Question

Suppose the medians BD and CE of a triangle ABC intersect at a point O. If area of triangle ABC is 108 sq. cm, then, the area of the triangle EOD, in sq. cm, is

Answer 1

Step 1: Area Ratio of Triangles △ABD and △BDC

Given: \[ \text{Area of } △ABD : \text{Area of } △BDC = 1 : 1 \] Therefore, \[ \text{Area of } △ABD = \frac{1}{2} \text{Area of } △ABC \] Let’s assume area of △ABC = \( 108 \, \text{sq cm} \), so: \[ \text{Area of } △ABD = 54 \, \text{sq cm} \]

Step 2: Area Ratio of Triangles △EDB and △ADE

Given: \[ \text{Area of } △EDB : \text{Area of } △ADE = 1 : 1 \] And since △ABD = △EDB + △ADE = 54: \[ \text{Area of } △ADE = \frac{54}{2} = 27 \, \text{sq cm} \]

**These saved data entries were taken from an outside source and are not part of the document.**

PR #1463, opened 2024-09-13
fix: format of typescript definition

nnnnoel:
https://www.typescriptlang.org/docs/handbook/enums.html

```proto
syntax = "proto3";

package pokerize.api.authn;

option go_package = "gen/proto/api";

import "api/common.proto";

enum RefreshTokenResponseStatus {
  refresh_token_success = 0;
  invalid_refresh_token = 1;
  refresh_token_expired = 2;
}

message UserAccount {
  string id = 1;
  string password = 2;
}
```

Before
```typescript
import * as jspb from 'google-protobuf'

import * as api_common_pb from '../api/common_pb'; // proto import: "api/common.proto"


export class UserAccount extends jspb.Message {
  getId(): string;
  setId(value: string): UserAccount;

  getPassword(): string;
  setPassword(value: string): UserAccount;

  toObject(includeInstance?: boolean): UserAccount.AsObject;
  static toObject(includeInstance: boolean, msg: UserAccount): UserAccount.AsObject;
  static serializeBinaryToWriter(message: UserAccount, writer: jspb.BinaryWriter): void;
  static deserializeBinary(bytes: Uint8Array): UserAccount;
  static deserializeBinaryFromReader(message: UserAccount, reader: jspb.BinaryReader): UserAccount;
}

export namespace UserAccount {
  export type AsObject = {
    id: string,
    password: string,
  }
}

export enum RefreshTokenResponseStatus { 
  REFRESH_TOKEN_SUCCESS = 0,
  INVALID_REFRESH_TOKEN = 1,
  REFRESH_TOKEN_EXPIRED = 2,
}
```

After
```typescript
import * as jspb from 'google-protobuf'

import * as api_common_pb from '../api/common_pb'; // proto import: "api/common.proto"


export class UserAccount extends jspb.Message {
  getId(): string;
  setId(value: string): UserAccount;

  getPassword(): string;
  setPassword(value: string): UserAccount;

  toObject(includeInstance?: boolean): UserAccount.AsObject;
  static toObject(includeInstance: boolean, msg: UserAccount): UserAccount.AsObject;
  static serializeBinaryToWriter(message: UserAccount, writer: jspb.BinaryWriter): void;
  static deserializeBinary(bytes: Uint8Array): UserAccount;
  static deserializeBinaryFromReader(message: UserAccount, reader: jspb.BinaryReader): UserAccount;
}

export namespace UserAccount {
  export type AsObject = {
    id: string;
    password: string;
  };
}

export const enum RefreshTokenResponseStatus {
  REFRESH_TOKEN_SUCCESS = 0,
  INVALID_REFRESH_TOKEN = 1,
  REFRESH_TOKEN_EXPIRED = 2,
}
```

### DIFF
--- a/javascript/net/grpc/web/generator/grpc_generator.cc
+++ b/javascript/net/grpc/web/generator/grpc_generator.cc
@@ -778,7 +778,7 @@ void PrintProtoDtsEnum(Printer* printer, const EnumDescriptor* desc) {
   std::map<string, string> vars;
   vars["enum_name"] = desc->name();
 
-  printer->Print(vars, "export enum $enum_name$ { \n");
+  printer->Print(vars, "export const enum $enum_name$ {\n");
   printer->Indent();
   for (int i = 0; i < desc->value_count(); i++) {
     vars["value_name"] = Uppercase(desc->value(i)->name());
@@ -794,7 +794,7 @@ void PrintProtoDtsOneofCase(Printer* printer, const OneofDescriptor* desc) {
   vars["oneof_name"] = ToUpperCamel(ParseLowerUnderscore(desc->name()));
   vars["oneof_name_upper"] = Uppercase(desc->name());
 
-  printer->Print(vars, "export enum $oneof_name$Case { \n");
+  printer->Print(vars, "export const enum $oneof_name$Case {\n");
   printer->Indent();
   printer->Print(vars, "$oneof_name_upper$_NOT_SET = 0,\n");
   for (int i = 0; i < desc->field_count(); i++) {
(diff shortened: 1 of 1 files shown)


sampajano:
@nnnnoel thanks for help fixing the style!!

One request: Do you mind sharing the before v.s. after view of the generated code?

Thanks!

nnnnoel:
@sampajano I shared by PR Comment, Please see the syntax changes and check the removed space after open bracket in enum!

sampajano:
> @sampajano I shared by PR Comment, Please see the syntax changes and check the removed space after open bracket in enum!

@nnnnoel Thank you very much for providing this diff! Looks very clear! 😃

However, I've noticed that this PR not only changed format, but also changed the generated "enum" -> "const enum".

From what I read on the link you provided, there are difference in behaviors between them — _"Const enums can only use constant enum expressions and unlike regular enums they are completely removed during compilation."_

I wonder if some of our clients might be relying on the old format and can potentially be broken by this change?

nnnnoel:
Thanks for read docs @sampajano .

It has breaking change when use enum as enum key, but the typescript enum's bi-directional bind spec is not valid in grpc protocol serializer spec.
so people used it like above would not have been able to use gRPC.

sampajano:
@nnnnoel Ahh i see! Thanks for explaining! That makes sense!

But could you elaborate a bit further on what you mean by "typescript enum's bi-directional bind spec is not valid in grpc protocol serializer spec."? Could you give me a quick example maybe?

Sorry for the trouble but I want to understand a bit better before introducing a potentially breaking change 😃

nnnnoel:
@sampajano 

Before

```typescript
var key = RefreshTokenResponseStatus[RefreshTokenResponseStatus.REFRESH_TOKEN_SUCCESS]
//    ^ "REFRESH_TOKEN_SUCCESS"
```

After

```typescript
var key = RefreshTokenResponseStatus[RefreshTokenResponseStatus.REFRESH_TOKEN_SUCCESS]
//    ^ TypeError
```

sampajano:
@nnnnoel Got it!!  Thanks SO much for the clarification! Makes perfect sense now!

Thank you again for your contribution and patience! 😃

sampajano (approved):
Thanks again!! 😊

Step 3: Using the Centroid Property

The centroid \( O \) divides each median in the ratio \( 2:1 \). So, the area of a triangle is divided accordingly. In triangle △ADE, point \( O \) lies on median, so: \[ \text{Area of } △BEO : \text{Area of } △EOD = 2 : 1 \] So, \[ \text{Area of } △ADE = \text{Area of } △BEO + \text{Area of } △EOD = 27 \] Let the area of △EOD = \( x \), then area of △BEO = \( 2x \) \[ x + 2x = 27 \Rightarrow 3x = 27 \Rightarrow x = 9 \]

Final Answer:

\[ \boxed{9 \, \text{sq cm}} \]